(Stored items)
:::

PR #442, opened 2025-11-20
add portals.conf file

xdavidel:
This fixes portals problems in NixOS. (Mainly screen-casting issues)

### DIFF
--- a/nix/nixos-modules.nix
+++ b/nix/nixos-modules.nix
@@ -26,6 +26,28 @@ in {
     xdg.portal = {
       enable = lib.mkDefault true;
 
+      config = {
+        mango = {
+          default = [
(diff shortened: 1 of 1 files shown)


DreamMaoMao:
image

It is best to add this because wlr portal does not provide this interface, which will cause firefox to wrongly judge and fail to trigger idle suppression

xdavidel:
> image
> It is best to add this because wlr portal does not provide this interface, which will cause firefox to wrongly judge and fail to trigger idle suppression

I'll try to add it and test it for a couple of days before changing the PR.
Changing to draft until than.

xdavidel:
Added.
I also gave it a drove this for the weekend.

PR #448, opened 2025-11-23
feat: support transparent wlr session lock

Rexcrazy804:
adds an option for enabling transparent wlr session lock surface.
See the following video for comparison.

https://github.com/user-attachments/assets/71c885e3-c2db-432e-a582-cc366f3d639b

> There are a couple frames of BLACK screen before the lockscreen's wallpaper kicks in, with this option enabled we get a seamless transition

hyprland implements the same with `session_lock_xray` option

### DIFF
--- a/src/config/parse_config.h
+++ b/src/config/parse_config.h
@@ -339,6 +339,7 @@ typedef struct {
 	int adaptive_sync;
 	int allow_tearing;
 	int allow_shortcuts_inhibit;
+	int transparent_wlr_lock;
 
 	struct xkb_rule_names xkb_rules;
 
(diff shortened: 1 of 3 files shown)


DreamMaoMao:
It seems that lock screen software can be configured to be completely transparent themselves. There is no need for a compositor to implement  this.

Rexcrazy804:
> It seems that lock screen software can be configured to be completely transparent themselves.

Are you sure? From what I am seeing you are creating a locked_bg surface that blocks everything, before the lock screen surface  is drawn. 

I will dig into the lock screen side of things as soon as I can and close the pr appropriately.

DreamMaoMao:
Well, indeed, a colored rectangle was created to block the lock screen

Rexcrazy804:
> It seems that lock screen software can be configured to be completely transparent themselves.

I've tried [quickshell's instructions](https://quickshell.org/docs/v0.2.1/types/Quickshell.Wayland/WlSessionLockSurface/#color) for a transparent lockscreen yielding no better results. If you know of a lock screen software that can be configured to be completely transparent by themselves and works with mangowc without the glaring black frame, it would be of great help.

That said, thank you for your work on mangowc.

DreamMaoMao:
It has no mandatory correlation with wlr. i have rename it to   allow_lock_transparent

PR #453, opened 2025-11-25
feat: add support for variables in config

VictorTennekes:
I've tried to implement a variable option for the configuration file.

This allows for config like so:
```
$terminal = ghostty
bind=SUPER,Return,spawn,$terminal
```

I've been unable to test this locally as I keep running into different issues with packages, would appreciate some help testing this 😄

### DIFF
--- a/meson.build
+++ b/meson.build
@@ -1,5 +1,5 @@
 project('mango', ['c', 'cpp'],
-  version : '0.10.5',
+  version : '0.10.6',
 )
 
 subdir('protocols')


DreamMaoMao:
It should be noted that in the `free_config`, the variable linked list and the memory allocated in the linked list should all released. Currently, there is no such action now.

DreamMaoMao:
another problem, it will make the `$` invalid in `spawn_shell` and `regex match pattern` in the `windowrule` .

VictorTennekes:
Perhaps we can exclude `$` characters that are included in quotes, that would allow for variables in the config while keeping the functionality for the spawn_shell and regex matches in the windowrule.

VictorTennekes:
Having looked a little more at it I guess we can just use env vars for this.

PR #466, opened 2025-11-29
feat: dual-row scroller layout

rasmusq:
I tried to make a new layout that fits better with my 55 inch TV and thought that it could be relevant to implement in the actual build. It functions the same as the scroller layout, but allows for two rows to be an independent scroller layout. 

It supports switching windows between rows and changing the ratio of the two row heights.
The layout name is "dual_scroller". It adds following config options:
```
bind=SUPER+SHIFT,b,togglerow # toggles the window between the two rows
bind=SUPER+SHIFT,j,adjust_dual_scroller_split,0.05 # keybinds to resize the split ratio
bind=SUPER+SHIFT,k,adjust_dual_scroller_split,-0.05 
dual_scroller_default_split_ratio=0.5 # the default ratio at the start of a session
```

:::

• _Problem description_: Which lines in the data hold the string "following"? Copy each of them.

• _Answer to this exercise_:
See the following video for comparison.
The layout name is "dual_scroller". It adds following config options:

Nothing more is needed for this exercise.